1. Form-Aware Design: Instead of designs being imposed from an external 3D space, intrinsic techniques allow patterns and features to truly grow and adapt to the object’s inherent geometry. This means patterns that naturally flow, densify, or change based on curvature, ridges, or valleys – making the design feel intrinsically integrated.

2. Seamless & Consistent Aesthetics: Patterns defined intrinsically remain consistent regardless of how the object is rotated, translated, or posed. This overcomes distortions and seams often encountered with explicit mapping, enabling truly seamless and stable surface treatments.

3. Unlocking Organic Complexity: They provide tools to generate intricate, organic, and self-organizing patterns that are incredibly difficult, if not impossible, to achieve through manual or purely explicit modeling. We’re tapping into the mathematical ‘language’ of shapes to create new aesthetic expressions.

4. Sophisticated Control: Beyond just generating complexity, we gain sophisticated control mechanisms. We can guide the orientation of discrete elements, align anisotropic textures, or even influence complex generative systems like Reaction-Diffusion based on the very character of the form, pushing design expression into exciting, novel territories.
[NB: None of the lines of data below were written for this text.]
Issue #708, opened 2026-07-28
fmt: pipe-chain continuations in match arms sit at arm indentation


egonSchiele:
Found during the safeBash match refactor (PR #707). When a match arm's expression is a pipe chain, `fmt` puts the `|>` continuation lines at the same indentation as the arm patterns:

```
  return match(name.text) {
    "echo" => success(redirect.value)
    "git" => literalArgs(command)
    |> gitEffects.partial(flags: flags, cwd: cwd)
    |> withRedirect.partial(redirect: redirect.value)
    _ => failure("no rule for `${name.text}`")
  }
```

Skimming for "what are the cases here" reads five arms where there are three. The continuation lines should be indented past the arm head, something like:

```
    "git" => literalArgs(command)
      |> gitEffects.partial(flags: flags, cwd: cwd)
      |> withRedirect.partial(redirect: redirect.value)
```

The PR no longer contains this shape (the chain moved into a block arm for other reasons), so there is no live repro in the tree — the snippet above reproduces it through `pnpm run fmt`.

Two related arm-formatting notes from the same session, possibly the same fix site:
- `fmt` rewrites a block arm `=> { return success(...) }` into `=> return success(...)`, which mixes value-arms and return-arms in one match (see the gitEffects history in #707).
- A single-element array pattern arm after an expression arm parses as an INDEX on that expression (`failure("a")` then `[sub] =>` parses as `failure("a")[sub]`). Recorded in TODO.md; the formatter cannot cause it but a formatter that joined lines could turn working code into this shape.

🤖 Generated with [Claude Code](https://claude.com/claude-code)

egonSchiele:
A third instance from PR #709, and this one produces output the parser rejects outright: `fmt` collapses a single-statement block arm into `=> <statement>` for ANY statement kind, but the arm body parser only accepts `return` / `goto` / assignment / expression. So

```
"std::bash" => {
  raise std::bash("...", { ... })
}
```

formats to

```
"std::bash" => raise std::bash("...", { ... })
```

which fails to parse with the generic "expected match cases" error — `fmt` breaks the file it formats. Workaround used in #709: keep arm blocks at two statements so the collapse never triggers.

Fix is one of: the generator only collapses blocks whose lone statement is in the parseable set, or the arm parser learns the remaining statement kinds (`raise` at minimum — raising from an arm is a natural shape for effect dispatch).

🤖 Generated with [Claude Code](https://claude.com/claude-code)

PR #712, opened 2026-07-28
fmt: only collapse arm blocks the single-statement grammar can re-parse

egonSchiele:
Fixes the file-breaking half of #708: `fmt` collapsed any one-statement block arm into `=> <statement>`, but the arm grammar (`matchBlockParserCase`) only accepts `return`, `goto`, assignment, and expressions — so a block holding a raise statement formatted into `=> raise ...`, which its own parser rejects with the generic "expected match cases" error. Found while writing #709, which dodged it with two-statement blocks.

The collapse test is now an **allowlist mirroring the arm grammar exactly**: `returnStatement`, `gotoStatement`, `assignment`, or `isExpressionNode` (the co-located source of truth for the `Expression` union) — with two carve-outs: nested `matchBlock` keeps its block (pre-existing rule), and the raise-form interrupt is excluded even though the interrupt *expression* shares its `interruptStatement` node type (`viaRaise` tells them apart, and the expression form still inlines).

Being an allowlist, an unknown statement kind degrades to block form — more verbose, never unparseable — which is the right failure direction for a formatter. No existing formatted file changes: any committed file containing the affected shapes wouldn't have parsed in the first place.

Tests: three new round-trip cases (raise-statement arm keeps its block, if-statement arm keeps its block, interrupt-expression arm stays inline). One incidental discovery pinned in the raise case: the generator canonicalizes `raise interrupt(x)` to `raise(x)` — both parse to the same AST, so it is normalization, not loss.

Not addressed here (still open on #708): the pipe-continuation indentation, and whether the arm parser should learn `raise` as a first-class arm body.

Backend suite 37 files / 496 tests green; formatting the formatted stdlib produces no churn.

### DIFF
--- a/packages/agency-lang/lib/backends/agencyGenerator.ts
+++ b/packages/agency-lang/lib/backends/agencyGenerator.ts
@@ -143,6 +143,19 @@ function escapeMultiLineText(s: string): string {
   return s.split("${").join("\\${");
 }
 
+/** Statement types the single-statement arm grammar accepts in addition
+ *  to expressions — matchBlockParserCase's inline alternation. */
+const INLINE_ARM_STATEMENT_TYPES: readonly string[] = [
+  "returnStatement",
+  "gotoStatement",
+  "assignment",
+];
+
+/** Node types that never print inline even though they are expressions:
+ *  a nested match keeps block form so it re-parses as a match, not an
+ *  arm body. */
+const NEVER_INLINE_ARM_TYPES: readonly string[] = ["matchBlock"];
+
 export class AgencyGenerator {
   protected graphNodes: GraphNodeDefinition[] = [];
   protected generatedStatements: string[] = [];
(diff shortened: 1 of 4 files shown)


egonSchiele:
Redesigned per your comment in 456d0abed. You were right that preserving the author's form is the simpler rule — the obstacle was that the AST could not express it: `=> { print("hi") }` and `=> print("hi")` parsed to identical nodes, which is why the formatter had to pick a canonical form at all. The parser now records `blockBody` on arms written as blocks (set-only-when-true, same style as the chain elements' `optional` flag — which is also why zero existing test expectations changed), and the formatter's primary rule is preservation: blocks stay blocks, inline stays inline. The allowlist from the previous commit is demoted to a fallback that only governs programmatically-built cases, which carry no recorded form — there, inline is only safe for shapes the arm grammar accepts, so anything else takes block form. One new round-trip test pins block preservation. 2250 backend+parser tests green, corpus build clean, canonical files round-trip with no churn.

packages/agency-lang/lib/backends/agencyGenerator.ts
```diff
@@ -1438,15 +1439,25 @@ export class AgencyGenerator {
...
+      // prints inline. The shape test below only decides for cases with NO
+      // recorded form — ASTs built programmatically — where inline is only
+      // safe for the shapes the single-statement arm grammar accepts;
+      // anything else (a raise statement, an if, a loop) must take block
+      // form or the printed arm will not re-parse (#708).
+      const only = caseNode.body.length === 1 ? caseNode.body[0] : null;
+      const inlinable =
+        only !== null &&
+        caseNode.blockBody !== true &&
+        only.type !== "matchBlock" &&
```
egonSchiele: This is pretty unreadable code. Please create an array of types that are not allowed and an array of types that are allowed, and use it here. The ternary at the top is confusing as well. Why not split this up into a couple of if statements? 

```
let inlinable;
if (caseNode.body.length !== 1) {
inlinable = false;
} else {
...
}
```

egonSchiele: Refactored in f9c42c4a9: the decision is now a named method, armPrintsInline, written as sequential if statements — length check, author's blockBody, NEVER_INLINE_ARM_TYPES array, the viaRaise carve-out (kept as an explicit if since it needs a flag, not just a type), then INLINE_ARM_STATEMENT_TYPES array with isExpressionNode as the final test. The two arrays carry the doc comments explaining what each set means. Behavior unchanged; all 12 round-trip tests pass without modification.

What do you hope attendees will take away from your presentation, especially those coming from a background in industrial design or applied engineering, and what are you hoping to gain from participating in CDFAM? Are there particular kinds of conversations or collaborations you’re hoping to build within the community?

I hope my presentation illuminates an area of computational design I find incredibly powerful and deeply interesting. I aim to illustrate to industrial designers how this often academic or hidden area of mathematics can be a powerful tool for generating designs intrinsically informed by their underlying geometry, leading to more aesthetically pleasing and functionally intuitive visuals.
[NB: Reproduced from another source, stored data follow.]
Issue #713, opened 2026-07-28
Top-level if/while/for/match/thread crash the builder instead of erroring cleanly


egonSchiele:
Several statements that are not meaningful at the top level of a file parse successfully and then crash the TypeScript builder with an internal error, instead of being rejected with a normal diagnostic.

## Repro

```ts
// crash.agency
if (true) { print(1) }

node main() { print(2) }
```

```
$ agency compile crash.agency
Error: StepPathTracker: currentId() called with empty path
    at StepPathTracker.currentId (lib/backends/typescriptBuilder/stepPathTracker.js:39)
    at TypeScriptBuilder.processIfElseWithSteps (lib/backends/typescriptBuilder.js:1232)
    at TypeScriptBuilder.processNode (lib/backends/typescriptBuilder.js:530)
    at TypeScriptBuilder.processNodeInGlobalInit (lib/backends/typescriptBuilder.js:3191)
    at partitionProgram (lib/backends/typescriptBuilder/sectionAssembler.js:127)
    at TypeScriptBuilder.build (lib/backends/typescriptBuilder.js:389)
```

The parser accepts the `if`, so it reaches the builder as a top-level node. `partitionProgram` routes it into global-init, and the step machinery there has no step path to hand out, so `currentId()` throws. The user gets a stack trace with no file, line, or column.

## What else does this

I swept the statement forms at the top level of a file. Each was written above an ordinary `node main()`:

| Top-level statement | What happens |
| --- | --- |
| `if (true) { print(1) }` | **crash** (StepPathTracker) |
| `while (false) { print(1) }` | **crash** (StepPathTracker) |
| `for (x in [1,2]) { print(x) }` | **crash** (StepPathTracker) |
| `match(1) { 1 => print(1) }` | **crash** (StepPathTracker) |
| `thread { print(1) }` | **crash** (StepPathTracker) |
| `guard { print(1) }` | clean parse error |
| `try { print(1) } catch { print(2) }` | clean parse error |
| `handle read(p) { return "x" }` | clean parse error |
| `return 1` | compiles |
| `goto other` | compiles |
| `debugger` | compiles |
| `raise interrupt read(p: "x")` | compiles |
| `print(1)` | compiles (intended — `static` expression statements are a supported top-level form) |
| `x = 1` | compiles |

So there are three groups: five forms that crash, three that are rejected cleanly, and a set that compiles.

## Asks for whoever picks this up

[...]

PR #714, opened 2026-07-28
fix: node/def declarations no longer parse as a name plus a call, and toSource stops mutating its input

egonSchiele:
Two independent bugs found while working through the Template Agency guide. Spec and plan:

- `docs/superpowers/specs/2026-07-28-code-literal-parse-and-print-fixes-design.md`
- `docs/superpowers/plans/2026-07-28-code-literal-parse-and-print-fixes.md`

## Bug 1: a declaration parsed as a name followed by a call

This compiled, and died at run time with `ReferenceError: node is not defined`:

```ts
node main() {
  node inner() { print(1) }
  print("x")
}
```

A call may take a trailing block, and keywords are not reserved in expression position (`const node = 1` compiles today), so the body parser read `node` as a name and `main() { ... }` as a call with a block. A return type annotation makes the call reading fail, which is why `node main(): string { ... }` always worked and nobody noticed.

Inside a code literal it was worse. `parseCodeLiteralBody` tries expression, then statements, then program, taking the first that consumes the body — so the wrong statements reading won and the program parser was never consulted. `[| node main() { ... } |]` ended up holding a name and a call. Nothing downstream caught it: the tree printed and re-parsed stably, `fill` and `holesOf` worked fine, and only the generated program failed. The reported symptom was `agency fmt` printing `node` and `main() {` on separate lines — the formatter printing exactly what it was handed.

**Fix:** decline the declaration shape in body position (`bodyDeclarationParser`). Ordinary bodies now get a real error, and code literals fall through to the program parser and get the right tree. No routing, no peeking at literal bodies.

Three details are load bearing and are commented at the code:

- It returns `committedFailure`, not plain `failure`. `or` treats an ordinary failure as "try the next alternative", and the alternatives after it are the ones that read `node` as a name — a plain failure would have made the whole change a silent no-op.
- It registers that failure in `getParseState().committedFailure`, the slot `committed()` writes and both of `parseAgency`'s failure exits prefer. Without it the message loses to the enclosing `parseError` throw and the user gets "expected node body".
- It never uses `parseError`, which throws — see Bug 2.

The probe mirrors the real declaration prefix (keyword, whitespace, name, `(`) and reuses `varNameChar`. Requiring the `(` is what keeps ordinary uses of `node` as a variable out of it.

## Bug 2: `toSource` threw on a `static const` literal

```ts
static const s = [| print("hi") |]
node main() { print(toSource(s)) }
```

```
TypeError: Cannot assign to read only property 'nodes' of object
```

`AgencyGenerator.generate` assigned its partitioned node list back over the caller's `nodes` field. Statics are `__deepFreeze`d by design, so the write threw. Masked in the guide because every example calls `fill` first, and `fill` works on a clone. Fixed by keeping the partitioned list in a local.

Also fixed in the same area: `[| static const x = 1 |]` failed outright with a message about function bodies. The body-context diagnostic for `static const` reports through tarsec's `parseError`, which throws, and the throw escaped before the program attempt ran. `tryAttempt` now converts a thrown `TarsecError` into an ordinary attempt failure so kind inference continues.

## What changes for users

| Case | Before | After |
| --- | --- | --- |
| `[\| node main() {} \|]` | wrong tree, fails at run time | correct declaration |
| `[\| def foo() {} \|]` | wrong tree | correct declaration |
| statement, then a declaration | wrong tree | correct program |
| comment, then a declaration | wrong tree | correct program |
| `node inner() {}` in a node body | compiled, crashed at run time | parse error naming the rule |
| `[\| static const x = 1 \|]` | hard parse failure | correct program |
| `toSource(staticLiteral)` | TypeError | prints |

Deliberately unchanged, and pinned by tests: `[| node |]`, `[| node.run() |]`, `[| node + 1 |]` stay `expr`; `[| type P = ... |]` and `[| effect Foo |]` stay `statements` (both are legal in bodies, so that reading is correct); `debugger` still parses as a bare name.

One accepted regression, corrected from an earlier version of this description. A body with `node` on one line and a call on the next **does** compile on main:

```ts
def helper(): number { return 1 }

node main() {
  const node = 1
  node
  helper()
}
```

On this branch that is a hard parse error, because the probe's `many1(space)` matches a newline — the same whitespace the real declaration grammar accepts — so keyword-newline-name-paren is declined exactly like the one-line form. The regression is worth accepting: that text is indistinguishable from the bug being fixed, and anyone writing it almost certainly meant a declaration. It is now pinned by a known-limitation test so a future probe change that un-declines it is a deliberate decision.

## Testing

- Unit: 9741 passed, 0 failed.
- `tests/agency/templates`: 14 passed, including two new fixtures — one fills, prints, compiles and runs a generated un-annotated node declaration end to end; the other calls `toSource` on a `static const` literal with no `fill` in between.
- The whole-corpus formatter round-trip gate passes, plus a new byte-exact golden for an un-annotated node in a literal.

The build regenerated `docs/site/examples/generatedAgent.md`, which shows the reported symptom disappearing:

```diff
   const template = [|
-    node
-    main() {
+    node main() {
```

## Pre-existing issue noticed, not fixed here

Committed-failure messages report a line number shifted by the prelude wrapper: the new message points at line 4 for a declaration on line 2. The existing unclosed-literal error is shifted the same way, so this is not introduced here — the position for committed failures is not adjusted by the template offset. Worth its own fix, since it affects every committed-failure diagnostic.

Related: #713 (top-level `if`/`while`/`for`/`match`/`thread` crash the builder), found while establishing which statements are legal at file scope.

### DIFF
--- a/packages/agency-lang/lib/parsers/codeLiteral.test.ts
+++ b/packages/agency-lang/lib/parsers/codeLiteral.test.ts
@@ -306,3 +306,77 @@ describe("code literals: review-round pins", () => {
     expect(errorData!.line).toBeLessThanOrEqual(3);
   });
 });
+
+describe("declarations in a literal infer program", () => {
+  // `expects` lists node types the literal must hold. Order is not
+  // asserted — a leading comment is kept as a node of its own, so the
+  // declaration is not always first.
+  const cases: { body: string; expects: string[]; label: string }[] = [
+    { label: "un-annotated node", body: "node main() {\n  print(1)\n}", expects: ["graphNode"] },
+    { label: "un-annotated def", body: "def foo() {\n  return 1\n}", expects: ["function"] },
+    { label: "node with parameters", body: "node m(x: number) {\n  print(x)\n}", expects: ["graphNode"] },
+    { label: "two declarations", body: "node a() {\n  print(1)\n}\n\nnode b() {\n  print(2)\n}", expects: ["graphNode"] },
+    { label: "comment first", body: "// hi\nnode main() {\n  print(1)\n}", expects: ["comment", "graphNode"] },
+    { label: "statement then declaration", body: "print(1)\nnode main() {\n  print(2)\n}", expects: ["functionCall", "graphNode"] },
+  ];
+
+  for (const { label, body, expects } of cases) {
+    it(`infers program for a ${label}`, () => {
+      const lit = firstLiteral(`node host() {\n  const t = [|\n${body}\n  |]\n}\n`);
+      expect(lit.kind, label).toBe("program");
+      // The kind alone is not enough: it was already wrong for a reason
+      // only the node types reveal. Under the bug the declaration became a
+      // `variableName` plus a `functionCall`, so both halves of this
+      // matter — the declaration is present, and no stray name is.
+      const types = lit.nodes.map((node) => node.type);
+      for (const expected of expects) {
+        expect(types, `${label}: ${expected}`).toContain(expected);
+      }
+      expect(types, label).not.toContain("variableName");
+    });
+  }
+
+  it("still infers program for an annotated node", () => {
+    const lit = firstLiteral(`node host() {\n  const t = [|\n    node main(): string {\n      return "x"\n    }\n  |]\n}\n`);
+    expect(lit.kind).toBe("program");
+    expect(lit.nodes[0].type).toBe("graphNode");
+  });
+
+  it("still infers program for an annotated def", () => {
+    // `def` takes the other branch of the probe's `or`, so it needs its
+    // own annotated case, not just the un-annotated one above.
+    const lit = firstLiteral(`node host() {\n  const t = [|\n    def foo(): number {\n      return 1\n    }\n  |]\n}\n`);
+    expect(lit.kind).toBe("program");
+    expect(lit.nodes[0].type).toBe("function");
+  });
+
+  it("reports a broken declaration instead of silently reading two statements", () => {
+    // Before the fix this parsed as statements and produced junk. Now the
+    // statements attempt declines and the parse fails.
+    const source = `node host() {\n  const t = [|\n    node main( {\n      print(1)\n    }\n  |]\n}\n`;
+    const result = parseAgency(source, {}, true, false);
+    expect(result.success).toBe(false);
+  });
+});
+
+describe("bodies whose kind must not change", () => {
+  // Regression guards. Each begins with a word that a keyword-routing fix
+  // would have misread, and `type` / `effect` are legal in bodies so their
+  // statements answer is the correct one.
+  const cases: { body: string; kind: string }[] = [
+    { body: "node", kind: "expr" },
+    { body: "node.run()", kind: "expr" },
+    { body: "node + 1", kind: "expr" },
+    { body: "const x = 1", kind: "statements" },
+    { body: "print(1)", kind: "expr" },
+    { body: "type P = { n: number }", kind: "statements" },
+    { body: "effect Foo", kind: "statements" },
+  ];
+
+  for (const { body, kind } of cases) {
+    it(`keeps \`${body}\` as ${kind}`, () => {
+      const lit = firstLiteral(`node host() {\n  const node = 1\n  const t = [| ${body} |]\n  print("x")\n}\n`);
+      expect(lit.kind, body).toBe(kind);
+    });
+  }
+});
--- a/packages/agency-lang/lib/parsers/codeLiteral.test.ts
+++ b/packages/agency-lang/lib/parsers/codeLiteral.test.ts
@@ -352,10 +352,17 @@ describe("declarations in a literal infer program", () => {
 
   it("reports a broken declaration instead of silently reading two statements", () => {
     // Before the fix this parsed as statements and produced junk. Now the
-    // statements attempt declines and the parse fails.
+    // statements attempt declines, the program attempt runs, and its own
+    // declaration parser reports the real problem — the unclosed parameter
+    // list. Asserting the message matters as much as asserting the failure:
+    // a future change that keeps the failure but degrades the message to a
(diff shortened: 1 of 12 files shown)


packages/agency-lang/lib/parsers/parsers.ts
```diff
@@ -3094,6 +3095,37 @@ function advancePositionOver(base: Position, text: string): Position {
  *  `base` is passed in USER coordinates (template offset already
  *  subtracted), and this file's own template offset is zeroed around the
  *  nested parses so withLoc does not subtract it a second time. */
+/**
+ * Run one kind attempt, treating a throw as a non-match.
```
egonSchiele, line 3087: `tryAttempt` was inserted between `parseCodeLiteralBody`'s doc comment and the function it documents: the block ending "…so withLoc does not subtract it a second time." (the smallest-first kind-inference comment) now sits directly above `tryAttempt`, stacked on top of this comment. Readers and doc tooling will attach it to the wrong function. Move `tryAttempt` and this comment above that block so the kind-inference comment touches `parseCodeLiteralBody` again.

packages/agency-lang/lib/parsers/codeLiteral.test.ts
```diff
@@ -306,3 +306,94 @@ describe("code literals: review-round pins", () => {
...
+    expect(lit.kind).toBe("program");
+    expect(lit.nodes[0].type).toBe("function");
+  });
+
+  it("reports a broken declaration instead of silently reading two statements", () => {
+    // Before the fix this parsed as statements and produced junk. Now the
+    // statements attempt declines and the parse fails.
+    const source = `node host() {\n  const t = [|\n    node main( {\n      print(1)\n    }\n  |]\n}\n`;
+    const result = parseAgency(source, {}, true, false);
+    expect(result.success).toBe(false);
```
egonSchiele, line 363: Asserting only `success === false` does pin the fix (before it, this source parsed successfully as junk statements), but the spec's claim for this case was error *quality*: "a parse error about a node is the honest message." Nothing holds that. Consider also asserting the message mentions the declaration (or at least does not mention two unrelated statements), so a future change that keeps the failure but degrades the message to a generic one is caught.

egonSchiele (commented):
Reviewed the diff and verified the load-bearing mechanics against the code rather than the description: tarsec's `or` really does fall through on a plain failure and stop on a committed one, `not`/`peek` restore the `committedFailure` slot around speculation (so the new slot write cannot go stale through lookahead), both of `parseAgency`'s failure exits read that slot (`lib/parser.ts:203,347`), and the generator repointing is complete — `preprocessAST`, which runs between the repointed passes, is a no-op with no overrides anywhere. The test suite is strong: the no-mutation test compares the whole tree, the hoisting test asserts order with the import deliberately below the declaration, and the word-operator pins (`node is string` et al.) guard exactly the cases the probe's `(` requirement exists for.

One correction to the PR description, found by running the case on both branches:

**The "accepted regression" paragraph is wrong about today's behavior.** It says a body with `node` on one line and `main()` on the next "does not parse today either." It does parse on main — this file compiles to an AST today:

```
node main() {
  const node = 1
  node
  main()
}
```

On this branch the same file is a hard parse error (`Line 6, col 8: node and def declarations are only legal at the top level of a file`), because `many1(space)` in the probe matches the newline, so keyword-newline-name-paren is declined like a one-line declaration. The regression itself seems right to accept — that text is indistinguishable from the bug being fixed, and anyone writing it almost certainly meant a declaration — but the description should say "this parses today and becomes a hard error" rather than claiming it never parsed. Worth pinning with a known-limitation test too, so a future probe change that un-declines it is a conscious decision. (Side note from the same repro: the reported line 6 for a declaration on line 4 is the pre-existing committed-failure offset shift the description already flags.)

Two small things noted inline, plus one not attached to a diff line: `this.program = program` at `agencyGenerator.ts:201` is still written and never read — the plan called removing it optional cleanup, so fine either way, but it is now the only survivor of the mutation this PR removes.

egonSchiele:
All three taken, pushed in ac6575574. I re-ran the newline case on both branches rather than taking the correction on trust — you are right and I was wrong.

**The description was wrong about `node` newline `main()`.** It compiles on main; the branch rejects it:

```
main:   investigate/nl2.agency → investigate/nl2.js (in 177.90ms)
branch: Failed to parse ...: Line 10, col 10: `node` and `def` declarations are only legal at the top level of a file.
```

The mistake traces back to how I checked it during planning: I used `main()` as the callee inside `node main()`, which trips a separate builder rule — "Call to graph node 'main' inside graph node 'main' must use goto or return" — and I read that failure as a parse failure. It is not; the file parses fine. With a non-recursive callee it compiles cleanly. Description corrected to say it parses today and becomes a hard error, and there is now a known-limitation test pinning it with the reasoning inline.

**The orphaned doc comment** is real — `tryAttempt` landed between `parseCodeLiteralBody`'s doc block and the function. Moved `tryAttempt` and its own comment above that block, so the kind-inference comment touches its function again.

**The broken-declaration test** now asserts the message. Worth noting what it actually says, because it is better than the spec predicted: `expected \`,\` between parameters or \`)\` to close the parameter list`. That comes from the program attempt's own declaration parser, so the error is about the malformed declaration rather than about the word "node" — which is the substance the spec asked for. My first attempt at this assertion used `/node|declaration/i` and failed against that message; asserting `"parameter list"` pins the real thing.

**`this.program`** removed, along with its field declaration. Confirmed dead first: no reads anywhere in the file, and no subclasses of `AgencyGenerator` exist. The `this.program` hits elsewhere in the repo are `TypescriptPreprocessor`, a different class.

Re-verified after the changes: 9741 unit tests pass, 14/14 template fixtures, `lint:structure` clean, `make` exits 0. The AG6019/AG3013 diagnostics `make` prints for `dist/lib/agents/**` are identical on main — the known deliberate corpus set, not introduced here.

For applied engineers, I believe the concept of leveraging inherent geometric information to inform design will deeply resonate with their work processes. Witnessing how these properties can be applied, I hope, will inspire new computational approaches.

Join us at CDFAM Amsterdam to connect with Math Whittaker, Onur Yüce Gün, and others working at the intersection of computation, design, and manufacturing, from footwear innovation to adaptive architectural systems.

Whether your focus is product, performance, or process, the event brings together practitioners applying computational methods across disciplines and scales.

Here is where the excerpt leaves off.